__RECORDS__
_ _ _ _ _

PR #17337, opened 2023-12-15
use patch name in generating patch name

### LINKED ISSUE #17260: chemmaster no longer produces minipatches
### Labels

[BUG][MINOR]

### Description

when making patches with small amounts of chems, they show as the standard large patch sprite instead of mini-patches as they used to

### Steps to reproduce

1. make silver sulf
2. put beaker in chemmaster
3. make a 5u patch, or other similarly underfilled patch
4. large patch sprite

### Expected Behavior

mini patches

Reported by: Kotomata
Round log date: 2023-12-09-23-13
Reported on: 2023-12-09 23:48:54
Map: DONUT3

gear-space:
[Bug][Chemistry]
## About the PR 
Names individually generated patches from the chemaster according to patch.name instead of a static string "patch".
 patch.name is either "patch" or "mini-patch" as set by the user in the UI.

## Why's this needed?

_ _ _ _ _

Every entry in the data should be returned exactly.

PR #17337, opened 2023-12-15
use patch name in generating patch name

### LINKED ISSUE #17260: chemmaster no longer produces minipatches
### Labels

[BUG][MINOR]

### Description

when making patches with small amounts of chems, they show as the standard large patch sprite instead of mini-patches as they used to

### Steps to reproduce

1. make silver sulf
2. put beaker in chemmaster
3. make a 5u patch, or other similarly underfilled patch
4. large patch sprite

### Expected Behavior

mini patches

Reported by: Kotomata
Round log date: 2023-12-09-23-13
Reported on: 2023-12-09 23:48:54
Map: DONUT3

gear-space:
[Bug][Chemistry]
## About the PR 
Names individually generated patches from the chemaster according to patch.name instead of a static string "patch".
 patch.name is either "patch" or "mini-patch" as set by the user in the UI.

## Why's this needed?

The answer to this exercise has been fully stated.